How is language acquired? We don’t have to teach our children to speak; instead they just seem to pick it up on their own. Because language is acquired so readily, the study of language acquisition can be a messy business. What portion of language ability is “hard wired” into the brain, and what portion of it is “learned”? Or is the ability to learn what’s hard-wired?
One way researchers have found to study how healthy children learn language is to study those with disorders. If we can learn how a brain malfunction affects language learning, then the specific characteristics of the malfunction can give insight into how a normal brain works.
For example, SLI, or specific language impairment, is a condition that affects millions of children. While many children suffering from the condition eventually attain language proficiency, they can have difficulty in school because their ability lags behind other students. Speaking ability appears to be unimpaired, and cognitive abilities other than language are not affected. While vocabulary learning seems to be mainly delayed, there is some evidence that SLI sufferers never attain normal ability with grammar.
However, many studies focusing on language ability and language learning in children with SLI only assess language learning in artificial situations: ability to repeat new words or memorize lists of words. Janice Horohov and Janna Oetting of LSU wanted to know if they would find additional differences between kids with SLI and normal kids when they learned new words in a more natural situation (“Effects of Input Manipulations on the Word Learning Abilities of Children With and Without Specific Language Impairment,” Applied Psycholinguistics 2004). So Horohov and Oetting taught kids new words the same way much new vocabulary is learned: by reading them stories—Wake Up, Sun by David Harrison, and Snug Bug by Cathy East Dubowski and Mark Dubowski.
To ensure that the kids didn’t already know the new words, Horohov and Oetting replaced 16 of the words in the stories with nonsense words. They also varied the rate at which the stories were read (slow or fast) and they rewrote each of the stories with simple and complex sentences (Simple: “The chicken was very excited. She kootled her wings in the air.” Complex: “Chicken, because she was so excited, kootled her wings in the air.”).
There were three groups of children: 18 with SLI, averaging age 6; 18 without SLI who were the same age, and 18 younger kids (about four and a half years old) whose language ability matched the SLI kids. This language matching presents a bit of a problem for researchers. They want to understand how children with SLI develop differently, but what is the appropriate comparison group? The children with matching language ability have fewer cognitive and social skills. They might not even be potty-trained. But their agemates are possibly at a different stage in language development. Studying all three groups is the best possible compromise, but still can’t offer a true comparison.
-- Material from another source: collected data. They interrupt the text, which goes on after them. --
PR #2637, opened 2025-06-29
feat: add run0 for privilege elevator

e-kwsm:


Jguer (approved):

Jguer:
I'm merging this as a beginning of conversation @e-kwsm , #2462 has a bunch of nice post points that should be taken into account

Horohov and Oetting found that when the stories were read quickly, the SLI children learned new words at about the same proficiency as the language-matched group (after reading the book, children were given a multiple-choice “test” where they helped the experimenter understand what the “silly words” meant by pointing to a picture corresponding to the meaning), but not as well as the normal children their age.
However, when the stories were read slowly, the kids with SLI were able to learn the words more accurately than the language-matched group, and almost as well as the normal kids their own age. Reading quickly or slowly did not affect either group of normal kids; and the complex sentences posed no additional difficulty for any group, including the SLI group.
So one symptom of SLI appears to be a slowing of processing for certain aspects of language. The ability is present, but it cannot be executed as rapidly as in normal children. Horohove and Oetting suggest that reading and speaking slowly could be a good way to help children with SLI learn vocabulary more rapidly.
But perhaps equally importantly, this experiment adds one more piece to the puzzle of understanding how we learn language. Having the ability to learn language is useless unless that ability can be processed in real time; rapid processing of language is something we take for granted—until that ability is lost.